Arguments pertinents
1. Sur la péremption de l'instance : La Cour a rappelé que, selon l'article 386 du Code de procédure civile, l'instance est périmée lorsque aucune des parties n'accomplit de diligences pendant deux ans. En l'espèce, bien que deux ans se soient écoulés depuis les dernières conclusions, la péremption ne s'applique pas car les parties avaient déjà conclu dans les délais impartis. La Cour a affirmé : « Ainsi, la péremption ne court pas à leur encontre, sauf si le conseiller de la mise en état fixe un calendrier ou leur enjoint d'accomplir une diligence particulière. »
2. Sur le droit à être entendu : La Cour a souligné que nul ne peut être jugé sans avoir été entendu. Elle a donc demandé à la SCI SAS JMCM de justifier la signification de ses actes à la compagnie d'assurances L'Équité, affirmant que « nulle partie ne peut être jugée sans avoir été entendue ou appelée. »
Interprétations et citations légales
1. Péremption de l'instance : L'article 386 du Code de procédure civile stipule que l'instance est périmée lorsque « aucune des parties n'accomplit de diligences pendant deux ans. » La Cour a interprété cette disposition à la lumière des articles 908, 909, 910-4 et 912 du même code, en précisant que les parties doivent accomplir leurs charges dans les délais impartis pour éviter la péremption.

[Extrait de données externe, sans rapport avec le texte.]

Issue #1249, opened 2021-10-28
Vote processing while syncing


MatusKysel:
### Description
While syncing we still do vote processing, I do not understand why this is necessary, but even if it is somehow, we do not clean those votes, until we are 100%. So my local node had 2M votes in memory, then it verified them and just after that it was cleared. This should not be happening.

### Solutions

- Stop processing votes while syncing
- clean-up unverified votes even after sync pbft block is push to DB

MatusKysel:
https://github.com/Taraxa-project/taraxa-node/pull/1250#issuecomment-955072798

MatusKysel:
closed by https://github.com/Taraxa-project/taraxa-node/pull/1255

PR #1250, opened 2021-10-28
chore(votes): clean all vote while syncing

MatusKysel:
## Purpose

fixes: https://github.com/Taraxa-project/taraxa-node/issues/1249


gaoqi8649:
> @gaoqi8649 so what do you suggest ? How we should deal with that? because when I have tried to sync up with testnet I ended up with 2M unverified votes that where eating my memory

This is only happen on bootstrapping nodes. Node has so many unverified votes and cannot cleanup because syncing from beginning that takes a long time. After we introduce public DB for players download data, the node will only need to sync like within 24 hours newest data and not syncing from beginning. The bootstrapping nodes syncing will be very fast, and this will not happen.

PR #1255, opened 2021-11-03
chore(syncing): introduce deep syncing

MatusKysel:
## Purpose

Introduce deep syncing method, to skip specific packet processing. Please especially check this `filterSyncIrrelevantPackets`

### DIFF
--- a/libraries/core_libs/network/include/network/tarcap/shared_states/syncing_state.hpp
+++ b/libraries/core_libs/network/include/network/tarcap/shared_states/syncing_state.hpp
@@ -6,15 +6,12 @@
 #include "libp2p/Common.h"
 
 namespace taraxa::network::tarcap {
-
-class PeersState;
-
 /**
  * @brief SyncingState contains common members and functions related to syncing that are shared among multiple classes
  */
 class SyncingState {
  public:
-  SyncingState(std::shared_ptr<PeersState> peers_state);
+  SyncingState(uint16_t deep_syncing_threshold);
 
   /**
    * @brief Set pbft syncing
@@ -22,7 +19,8 @@ class SyncingState {
    * @param syncing
    * @param peer_id used in case syncing flag == true to set which peer is the node syncing with
    */
-  void set_pbft_syncing(bool syncing, const std::optional<dev::p2p::NodeID> &peer_id = {});
+  void set_pbft_syncing(bool syncing, uint32_t period_difference = 0,
+                        const std::optional<dev::p2p::NodeID> &peer_id = {});
 
   /**
    * @brief Set dag syncing
@@ -45,6 +43,7 @@ class SyncingState {
   bool is_actively_syncing() const;
 
   bool is_syncing() const;
+  bool is_deep_pbft_syncing() const;
   bool is_pbft_syncing() const;
   bool is_dag_syncing() const;
 
@@ -61,12 +60,13 @@ class SyncingState {
   void set_peer(const dev::p2p::NodeID &peer_id);
 
  private:
-  std::shared_ptr<PeersState> peers_state_{nullptr};
-
+  std::atomic<bool> deep_pbft_syncing_{false};
   std::atomic<bool> pbft_syncing_{false};
   std::atomic<bool> dag_syncing_{false};
 
   ExpirationCache<dev::p2p::NodeID> malicious_peers_;
+
+  const uint16_t kDeepSyncingThreshold;
 
   // Number of seconds needed for ongoing syncing to be declared as inactive
   static constexpr std::chrono::seconds SYNCING_INACTIVITY_THRESHOLD{60};
--- a/libraries/core_libs/network/include/network/tarcap/taraxa_capability.hpp
+++ b/libraries/core_libs/network/include/network/tarcap/taraxa_capability.hpp
@@ -109,6 +109,8 @@ class TaraxaCapability : public dev::p2p::CapabilityFace {
                               const std::shared_ptr<DagBlockManager> &dag_blk_mgr,
                               const std::shared_ptr<TransactionManager> &trx_mgr, addr_t const &node_addr);
 
+  bool filterSyncIrrelevantPackets(SubprotocolPacketType packet_type) const;
+
  public:
   // TODO: Remove in future when tests are refactored
   // Test state
--- a/libraries/core_libs/network/src/tarcap/packets_handlers/common/ext_votes_packet_handler.cpp
+++ b/libraries/core_libs/network/src/tarcap/packets_handlers/common/ext_votes_packet_handler.cpp
@@ -12,7 +12,7 @@ ExtVotesPacketHandler::ExtVotesPacketHandler(std::shared_ptr<PeersState> peers_s
 void ExtVotesPacketHandler::onNewPbftVote(std::shared_ptr<Vote> const &vote) {
   std::vector<dev::p2p::NodeID> peers_to_send;
   for (auto const &peer : peers_state_->getAllPeers()) {
-    if (!peer.second->isVoteKnown(vote->getHash())) {
+    if (!peer.second->isVoteKnown(vote->getHash()) && !peer.second->syncing_) {
       peers_to_send.push_back(peer.first);
     }
   }
--- a/libraries/core_libs/network/src/tarcap/packets_handlers/status_packet_handler.cpp
+++ b/libraries/core_libs/network/src/tarcap/packets_handlers/status_packet_handler.cpp
@@ -173,7 +173,7 @@ bool StatusPacketHandler::sendStatus(const dev::p2p::NodeID& node_id, bool initi
     } else {
       success = sealAndSend(
           node_id, StatusPacket,
-          std::move(dev::RLPStream(5) << dag_max_level << pbft_chain_size << syncing_state_->is_pbft_syncing()
+          std::move(dev::RLPStream(5) << dag_max_level << pbft_chain_size << syncing_state_->is_deep_pbft_syncing()
                                       << pbft_round << pbft_previous_round_next_votes_size));
     }
   }
--- a/libraries/core_libs/network/src/tarcap/taraxa_capability.cpp
+++ b/libraries/core_libs/network/src/tarcap/taraxa_capability.cpp
@@ -37,7 +37,7 @@ TaraxaCapability::TaraxaCapability(std::weak_ptr<dev::p2p::Host> host, const dev
                                    std::shared_ptr<TransactionManager> trx_mgr, addr_t const &node_addr)
     : test_state_(std::make_shared<TestState>()),
       peers_state_(nullptr),
-      syncing_state_(std::make_shared<SyncingState>(peers_state_)),
+      syncing_state_(std::make_shared<SyncingState>(conf.deep_syncing_threshold)),
       node_stats_(nullptr),
       packets_handlers_(std::make_shared<PacketsHandler>()),
       thread_pool_(std::make_shared<TarcapThreadPool>(conf.network_packets_processing_threads, node_addr)),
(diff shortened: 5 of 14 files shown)


MatusKysel:
this should solve https://github.com/Taraxa-project/taraxa-node/issues/1249

libraries/core_libs/network/include/network/tarcap/taraxa_capability.hpp
```diff
@@ -109,6 +109,8 @@ class TaraxaCapability : public dev::p2p::CapabilityFace {
                               const std::shared_ptr<DagBlockManager> &dag_blk_mgr,
                               const std::shared_ptr<TransactionManager> &trx_mgr, addr_t const &node_addr);
 
+  inline bool filterSyncIrrelevantPackets(SubprotocolPacketType packet_type);
```
JakubFornadel, line 112: Why would you create inline class method ? I saw it in multiple PR's of yours... Inline can improve speed/size/etc... but it can also make it much worse. Compiler can actually make any function inline so why not let the decision to the compiler optimization ?

libraries/core_libs/network/include/network/tarcap/shared_states/syncing_state.hpp
```diff
@@ -61,13 +60,14 @@ class SyncingState {
...
  private:
-  std::shared_ptr<PeersState> peers_state_{nullptr};
-
+  std::atomic<bool> deep_pbft_syncing_{false};
   std::atomic<bool> pbft_syncing_{false};
   std::atomic<bool> dag_syncing_{false};
 
   ExpirationCache<dev::p2p::NodeID> malicious_peers_;
 
+  uint16_t deep_syncing_threshold_;
```
JakubFornadel, line 69: this should be constant

libraries/core_libs/network/include/network/tarcap/taraxa_capability.hpp
MatusKysel: inline is just suggestion for compiler https://en.cppreference.com/w/cpp/language/inline 
```
Since this meaning of the keyword inline is non-binding, compilers are free to use inline substitution for any function that's not marked inline, and are free to generate function calls to any function marked inline. Those optimization choices do not change the rules regarding multiple definitions and shared statics listed above. 
```

libraries/core_libs/network/include/network/tarcap/shared_states/syncing_state.hpp
```diff
@@ -61,13 +60,14 @@ class SyncingState {
...
  private:
-  std::shared_ptr<PeersState> peers_state_{nullptr};
-
+  std::atomic<bool> deep_pbft_syncing_{false};
   std::atomic<bool> pbft_syncing_{false};
   std::atomic<bool> dag_syncing_{false};
 
   ExpirationCache<dev::p2p::NodeID> malicious_peers_;
 
+  const uint16_t deep_syncing_threshold_;
```
JakubFornadel, line 69: naming... https://google.github.io/styleguide/cppguide.html#Constant_Names

MatusKysel: does not apply here as it is class member first and this part ` whose value is fixed for the duration of the program` does not apply here as this variable is always different per each instance

libraries/core_libs/network/src/tarcap/taraxa_capability.cpp
```diff
@@ -321,13 +321,38 @@ void TaraxaCapability::interpretCapabilityPacket(std::weak_ptr<dev::p2p::Session
...
+inline bool TaraxaCapability::filterSyncIrrelevantPackets(SubprotocolPacketType packet_type) {
+  switch (packet_type) {
+    case DagBlockPacket:
+    case GetDagSyncPacket:
+    case DagSyncPacket:
+    case TransactionPacket:
+    case VotePacket:
+    case GetVotesSyncPacket:
+    case VotesSyncPacket:
+    case PbftBlockPacket:
```
JakubFornadel, line 343: all these case are basically transformed into the `if else` conditions that we dont need to check at all. I would call this method:

```
TaraxaCapability::isPbftSyncingRelevatPacket(SubprotocolPacketType packet_type) {
  switch (packet_type) {
     case TestPacket:
     case StatusPacket:
     case GetPbftSyncPacket:
     case PbftSyncPacket:
     case SyncedPacket:
       return true;
  }

  return false
}
```

MatusKysel: but the we will not catch bug if someone implements new type and do not set if it should be filtered out or not. And also compiler will do something like that

MatusKysel: also it is less clear what packet we are filtering or not

libraries/core_libs/network/include/network/tarcap/taraxa_capability.hpp
MatusKysel: because it is just more complicated if and it is in function just to have more clear code and call this function is much more expensive then doing that switch

libraries/core_libs/network/src/tarcap/taraxa_capability.cpp
JakubFornadel: quite the opposite I think. If I create some new packet type which is related to deep syncing and wont add it to this switch, I am pretty sure that some syncing tests would fail so this is covered and if that new type is not related to deep syncing I should not be forced to bother with this function at all because it should check only few selected types that are related to deep syncing, nothing else... And the other argument that compiler will do something like that, well I dont see how it actually could remove valid if else condition. This function will be called basically with all the possible packet types so no way compiler will optimize it. Logically we want to check only those few selected types, nothing else so we can get rid of 8 useless if else conditions + 8 lines of code

libraries/core_libs/network/include/network/tarcap/shared_states/syncing_state.hpp
MatusKysel: if so, we where wrong https://stackoverflow.com/questions/67655378/what-is-the-proper-case-of-constant-class-member-fields-according-to-the-google this should not apply

libraries/core_libs/network/src/tarcap/taraxa_capability.cpp
MatusKysel: yeah, you are probably right

libraries/core_libs/network/include/network/tarcap/shared_states/syncing_state.hpp
JakubFornadel: based on single stackoverflow answer with single upvote ? :) I guess I can live with it, but if I forget about all the rules I think it is isier to read if I know straight away which class member is constant and which is not

JakubFornadel (approved):

libraries/core_libs/network/include/network/tarcap/shared_states/syncing_state.hpp
MatusKysel: I am taking it back, you are right, it should be kDeepp......

libraries/core_libs/network/include/network/tarcap/taraxa_capability.hpp
JakubFornadel: I pretty much agree with [this answer](https://stackoverflow.com/questions/1759300/when-should-i-write-the-keyword-inline-for-a-function-method) (1k+ upvotes), which says:

It is said that inline hints to the compiler that you think the function should be inlined. That may have been true in 1998, but a decade later the compiler needs no such hints. Not to mention humans are usually wrong when it comes to optimizing code, so most compilers flat out ignore the 'hint'.

- When should I write the keyword 'inline' for a function/method in C++?

Only when you want the function to be defined in a header. More exactly only when the function's definition can show up in multiple translation units. It's a good idea to define small (as in one liner) functions in the header file as it gives the compiler more information to work with while optimizing your code. It also increases compilation time.

- When should I not write the keyword 'inline' for a function/method in C++?

Don't add inline just because you think your code will run faster if the compiler inlines it.

- When will the compiler not know when to make a function/method 'inline'?

Generally, the compiler will be able to do this better than you. However, the compiler doesn't have the option to inline code if it doesn't have the function definition. In maximally optimized code usually all private methods are inlined whether you ask for it or not.

but I am willing to change my opinion if you provde some better source of explanation and arguments :)

JakubFornadel: This [microsoft doc](https://docs.microsoft.com/en-us/cpp/cpp/inline-functions-cpp?view=msvc-160) on the other hand claims it is worth it. Anyway I dont know that much about it, so lets use it if you think it is worth it too :) But when googling it, I only found a form where you use inline keyword only in cpp file, not inside header declaration...

kstdl (approved):

libraries/core_libs/network/src/tarcap/packets_handlers/common/ext_votes_packet_handler.cpp
```diff
@@ -12,7 +12,7 @@ ExtVotesPacketHandler::ExtVotesPacketHandler(std::shared_ptr<PeersState> peers_s
 void ExtVotesPacketHandler::onNewPbftVote(std::shared_ptr<Vote> const &vote) {
   std::vector<dev::p2p::NodeID> peers_to_send;
   for (auto const &peer : peers_state_->getAllPeers()) {
-    if (!peer.second->isVoteKnown(vote->getHash())) {
+    if (!peer.second->isVoteKnown(vote->getHash()) && !peer.second->syncing_) {
```
gaoqi8649, line 15: I think the peer.second->syncing_ is both for request blocks from peers and sending out blocks to peers.
For example, if a bootstrapping node is syncing from CN0, then other consensus nodes will not send votes to CN0. That's not right. In that case, we don't want sending votes to the bootstrapping node, but we still want sending votes to CN0

libraries/core_libs/network/src/tarcap/taraxa_capability.cpp
```diff
@@ -321,13 +321,29 @@ void TaraxaCapability::interpretCapabilityPacket(std::weak_ptr<dev::p2p::Session
...
   thread_pool_->push(PacketData(packet_type, std::move(node_id), _r.data().toBytes()));
 }
 
+inline bool TaraxaCapability::filterSyncIrrelevantPackets(SubprotocolPacketType packet_type) const {
+  switch (packet_type) {
+    case TestPacket:
+    case StatusPacket:
+    case GetPbftSyncPacket:
+    case PbftSyncPacket:
+    case SyncedPacket:
```
gaoqi8649, line 340: I don't understand why include "TestPacket" and "SatusPacket". During syncing I think still need to update peers status
"GetPbftSyncPacket" is receiving request from peers. Does that mean if node is sending blocks to a peer, the node will not accept other nodes syncing request?
"PbftSyncPacket" is receiving PBFT blocks from peer. node is syncing from peer, but ignore PBFT blocks. Looks like wrong here.
If I am wrong please correct me here. I think the "SyncedPacket" is sender send to receiver the last packet. The receiver node is syncing, but ignore the last received packet. Looks like wrong.
Maybe I am wrong and I misunderstanding here

libraries/core_libs/network/src/tarcap/packets_handlers/status_packet_handler.cpp
```diff
@@ -173,7 +173,7 @@ bool StatusPacketHandler::sendStatus(const dev::p2p::NodeID& node_id, bool initi
     } else {
       success = sealAndSend(
           node_id, StatusPacket,
-          std::move(dev::RLPStream(5) << dag_max_level << pbft_chain_size << syncing_state_->is_pbft_syncing()
+          std::move(dev::RLPStream(5) << dag_max_level << pbft_chain_size << syncing_state_->is_deep_pbft_syncing()
```
MatusKysel, line 176: @gaoqi8649 here it is were we are sending what should be in `syncing_` variable

libraries/core_libs/network/src/tarcap/packets_handlers/common/ext_votes_packet_handler.cpp
MatusKysel: I do not understand your example, why other node would not send votes to CN0? CN0 not syncing anymore it will receive votes as usual.   `syncing_` variable is set base on your status packet, where node that is sending that packet specifies if it is syncing or not.

libraries/core_libs/network/src/tarcap/taraxa_capability.cpp
MatusKysel: those are packets that we are accepting

libraries/core_libs/network/src/tarcap/packets_handlers/common/ext_votes_packet_handler.cpp
gaoqi8649: If node1 is syncing from CN0, the "syncing_" for node1 is true. How about the "syncing_" for CN0? True or false?

MatusKysel: it is false, if CN0 is up to date

mfrankovi (approved):

gaoqi8649 (approved):

PR #1257, opened 2021-11-04
chore(vote_mngr): do not save all votes to DB

MatusKysel:
## Purpose

This PR should optimize what votes are we saving to DB, so now on it is only our votes and the rest we will receive after the node restarts

### DIFF
--- a/libraries/core_libs/consensus/src/pbft/pbft_manager.cpp
+++ b/libraries/core_libs/consensus/src/pbft/pbft_manager.cpp
@@ -505,9 +505,15 @@ void PbftManager::initialState_() {
 
   auto soft_voted_block_hash = db_->getPbftMgrVotedValue(PbftMgrVotedValue::SoftVotedBlockHashInRound);
   auto soft_voted_block = db_->getPbftMgrStatus(PbftMgrStatus::SoftVotedBlockInRound);
+
   if (soft_voted_block_hash) {
     // From DB
     soft_voted_block_for_this_round_ = std::make_pair(*soft_voted_block_hash, soft_voted_block);
+    for (const auto &vote : db_->getSoftVotes(round)) {
+      if (vote->getBlockHash() == *soft_voted_block_hash) {
+        vote_mgr_->addVerifiedVote(vote);
+      }
+    }
   } else {
     // Default value
     soft_voted_block_for_this_round_ = std::make_pair(NULL_BLOCK_HASH, soft_voted_block);
--- a/libraries/core_libs/consensus/src/vote_manager/vote_manager.cpp
+++ b/libraries/core_libs/consensus/src/vote_manager/vote_manager.cpp
@@ -13,7 +13,8 @@ namespace taraxa {
 VoteManager::VoteManager(addr_t node_addr, std::shared_ptr<DbStorage> db, std::shared_ptr<FinalChain> final_chain,
                          std::shared_ptr<PbftChain> pbft_chain,
                          std::shared_ptr<NextVotesForPreviousRound> next_votes_mgr)
-    : db_(std::move(db)),
+    : node_addr_(std::move(node_addr)),
+      db_(std::move(db)),
       pbft_chain_(std::move(pbft_chain)),
       final_chain_(std::move(final_chain)),
       previous_round_next_votes_(std::move(next_votes_mgr)) {
@@ -30,29 +31,12 @@ VoteManager::~VoteManager() { daemon_->join(); }
 void VoteManager::setNetwork(std::weak_ptr<Network> network) { network_ = std::move(network); }
 
 void VoteManager::retreieveVotes_() {
-  LOG(log_si_) << "Retrieve unverified votes from DB";
-  auto unverified_votes = db_->getUnverifiedVotes();
-  for (auto const& v : unverified_votes) {
-    auto pbft_round = v->getRound();
-    auto hash = v->getHash();
-    {
-      UniqueLock lock(unverified_votes_access_);
-      if (unverified_votes_.count(pbft_round)) {
-        unverified_votes_[pbft_round][hash] = v;
-      } else {
-        std::unordered_map<vote_hash_t, std::shared_ptr<Vote>> votes{std::make_pair(hash, v)};
-        unverified_votes_[pbft_round] = std::move(votes);
-      }
-    }
-    LOG(log_dg_) << "Retrieved unverified vote " << *v;
-  }
-
   LOG(log_si_) << "Retrieve verified votes from DB";
   auto verified_votes = db_->getVerifiedVotes();
+  const auto pbft_step = db_->getPbftMgrField(PbftMgrRoundStep::PbftStep);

2. Droit à un procès équitable : La Cour a également fait référence à l'article 6, § 1, de la Convention européenne des droits de l'homme, qui garantit le droit à un procès équitable. Cela a été un fondement pour insister sur le fait que la SCI SAS JMCM devait justifier la signification de ses actes à la compagnie d'assurances L'Équité, afin de respecter le droit à être entendu.
En conclusion, la décision de la Cour d'appel d'Aix-en-Provence illustre l'importance du respect des délais procéduraux tout en garantissant le droit des parties à être entendues dans le cadre d'une instance judiciaire.